[Entries taken from a collection]
= Beginning of Section =
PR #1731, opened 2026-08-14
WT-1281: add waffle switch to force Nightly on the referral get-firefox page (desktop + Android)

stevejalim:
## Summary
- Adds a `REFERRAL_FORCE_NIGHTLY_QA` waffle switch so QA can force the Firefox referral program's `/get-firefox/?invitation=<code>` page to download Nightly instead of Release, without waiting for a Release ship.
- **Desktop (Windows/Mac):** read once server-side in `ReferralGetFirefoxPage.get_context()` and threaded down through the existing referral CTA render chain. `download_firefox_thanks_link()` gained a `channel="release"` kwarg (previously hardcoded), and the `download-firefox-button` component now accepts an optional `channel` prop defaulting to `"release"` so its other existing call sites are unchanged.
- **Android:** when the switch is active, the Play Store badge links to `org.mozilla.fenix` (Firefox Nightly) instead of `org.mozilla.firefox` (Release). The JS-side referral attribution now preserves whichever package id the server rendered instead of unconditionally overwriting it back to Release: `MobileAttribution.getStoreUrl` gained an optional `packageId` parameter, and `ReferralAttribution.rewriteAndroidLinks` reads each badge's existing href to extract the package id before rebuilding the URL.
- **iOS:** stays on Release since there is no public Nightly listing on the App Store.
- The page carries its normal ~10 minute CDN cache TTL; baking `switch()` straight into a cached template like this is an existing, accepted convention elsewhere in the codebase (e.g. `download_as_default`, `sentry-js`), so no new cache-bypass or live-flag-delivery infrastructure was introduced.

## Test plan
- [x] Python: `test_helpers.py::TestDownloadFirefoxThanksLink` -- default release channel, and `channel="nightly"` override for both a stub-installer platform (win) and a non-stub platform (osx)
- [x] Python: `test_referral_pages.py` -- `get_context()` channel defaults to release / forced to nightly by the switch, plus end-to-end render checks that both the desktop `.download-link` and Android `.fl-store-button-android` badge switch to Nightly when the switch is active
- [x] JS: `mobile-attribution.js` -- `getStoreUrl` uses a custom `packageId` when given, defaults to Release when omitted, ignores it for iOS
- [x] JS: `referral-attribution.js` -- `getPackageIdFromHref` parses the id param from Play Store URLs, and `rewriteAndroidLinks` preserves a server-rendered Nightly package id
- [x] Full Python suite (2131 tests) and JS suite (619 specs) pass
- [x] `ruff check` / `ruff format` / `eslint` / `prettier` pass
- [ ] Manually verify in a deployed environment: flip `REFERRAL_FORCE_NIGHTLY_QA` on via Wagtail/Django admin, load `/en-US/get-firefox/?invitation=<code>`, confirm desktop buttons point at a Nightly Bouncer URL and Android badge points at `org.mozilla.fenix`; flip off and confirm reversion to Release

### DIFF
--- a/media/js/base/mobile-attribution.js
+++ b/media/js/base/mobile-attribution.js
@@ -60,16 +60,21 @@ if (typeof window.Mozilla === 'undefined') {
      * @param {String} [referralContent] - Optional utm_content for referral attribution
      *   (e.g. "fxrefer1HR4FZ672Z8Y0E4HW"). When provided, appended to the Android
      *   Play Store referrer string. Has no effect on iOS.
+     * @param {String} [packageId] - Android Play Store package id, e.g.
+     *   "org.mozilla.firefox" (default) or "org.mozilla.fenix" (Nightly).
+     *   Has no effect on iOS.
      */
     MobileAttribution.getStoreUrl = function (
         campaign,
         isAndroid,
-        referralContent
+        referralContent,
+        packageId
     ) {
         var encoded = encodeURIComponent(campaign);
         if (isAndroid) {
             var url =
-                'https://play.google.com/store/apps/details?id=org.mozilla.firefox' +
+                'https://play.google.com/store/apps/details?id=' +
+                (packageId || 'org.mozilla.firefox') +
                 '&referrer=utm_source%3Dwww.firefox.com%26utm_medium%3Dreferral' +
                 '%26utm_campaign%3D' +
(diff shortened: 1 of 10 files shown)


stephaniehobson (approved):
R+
= End of Section =
> What you need to do
Take every line from the records above that has the word "rewriteAndroidLinks" and copy it.

> Result of the exercise
- **Android:** when the switch is active, the Play Store badge links to `org.mozilla.fenix` (Firefox Nightly) instead of `org.mozilla.firefox` (Release). The JS-side referral attribution now preserves whichever package id the server rendered instead of unconditionally overwriting it back to Release: `MobileAttribution.getStoreUrl` gained an optional `packageId` parameter, and `ReferralAttribution.rewriteAndroidLinks` reads each badge's existing href to extract the package id before rebuilding the URL.
- [x] JS: `referral-attribution.js` -- `getPackageIdFromHref` parses the id param from Play Store URLs, and `rewriteAndroidLinks` preserves a server-rendered Nightly package id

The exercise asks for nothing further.